Start of Data to examine

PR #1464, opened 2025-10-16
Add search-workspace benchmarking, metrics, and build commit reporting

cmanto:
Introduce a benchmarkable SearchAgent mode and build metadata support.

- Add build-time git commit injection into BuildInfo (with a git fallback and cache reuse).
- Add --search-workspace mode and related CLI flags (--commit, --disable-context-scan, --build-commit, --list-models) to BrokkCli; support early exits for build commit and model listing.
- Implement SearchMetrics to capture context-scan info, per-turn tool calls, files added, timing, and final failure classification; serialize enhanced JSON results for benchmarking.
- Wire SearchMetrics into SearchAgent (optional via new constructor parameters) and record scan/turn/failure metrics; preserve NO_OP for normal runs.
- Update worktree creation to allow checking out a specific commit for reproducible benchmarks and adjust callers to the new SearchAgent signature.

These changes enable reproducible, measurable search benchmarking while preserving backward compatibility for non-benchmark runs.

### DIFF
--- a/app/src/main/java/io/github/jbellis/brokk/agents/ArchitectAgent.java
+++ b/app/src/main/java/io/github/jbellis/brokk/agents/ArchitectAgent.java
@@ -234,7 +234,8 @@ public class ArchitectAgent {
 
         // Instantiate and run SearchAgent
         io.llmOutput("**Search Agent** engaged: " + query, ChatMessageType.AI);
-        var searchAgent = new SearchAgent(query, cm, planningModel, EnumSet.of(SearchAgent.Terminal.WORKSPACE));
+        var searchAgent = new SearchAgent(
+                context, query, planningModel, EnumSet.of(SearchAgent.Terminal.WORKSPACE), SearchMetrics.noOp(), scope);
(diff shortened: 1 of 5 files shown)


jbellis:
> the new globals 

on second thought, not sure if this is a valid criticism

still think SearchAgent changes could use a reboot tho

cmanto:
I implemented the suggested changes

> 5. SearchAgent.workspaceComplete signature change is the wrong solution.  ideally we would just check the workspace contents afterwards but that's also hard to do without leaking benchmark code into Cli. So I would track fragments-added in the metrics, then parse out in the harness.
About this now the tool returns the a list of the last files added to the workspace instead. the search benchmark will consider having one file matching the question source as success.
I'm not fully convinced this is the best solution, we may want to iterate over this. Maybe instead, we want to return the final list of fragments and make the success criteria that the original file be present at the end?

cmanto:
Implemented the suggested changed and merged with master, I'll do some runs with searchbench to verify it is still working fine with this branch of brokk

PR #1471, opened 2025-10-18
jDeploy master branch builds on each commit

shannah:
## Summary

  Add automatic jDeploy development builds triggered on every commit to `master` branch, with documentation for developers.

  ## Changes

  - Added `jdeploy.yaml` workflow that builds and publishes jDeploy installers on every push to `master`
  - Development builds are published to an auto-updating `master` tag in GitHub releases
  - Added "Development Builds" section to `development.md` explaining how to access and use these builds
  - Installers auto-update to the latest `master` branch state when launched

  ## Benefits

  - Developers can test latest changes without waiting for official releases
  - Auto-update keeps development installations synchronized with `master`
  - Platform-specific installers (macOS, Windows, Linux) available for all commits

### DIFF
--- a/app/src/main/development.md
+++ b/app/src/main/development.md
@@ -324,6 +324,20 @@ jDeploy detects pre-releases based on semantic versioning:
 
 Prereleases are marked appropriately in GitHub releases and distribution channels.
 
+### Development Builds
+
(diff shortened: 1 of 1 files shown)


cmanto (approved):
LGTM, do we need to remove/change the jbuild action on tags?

End of Data to examine

Check each line of the material for "agents" and report how many have it. Add no other words.

> The completed task
2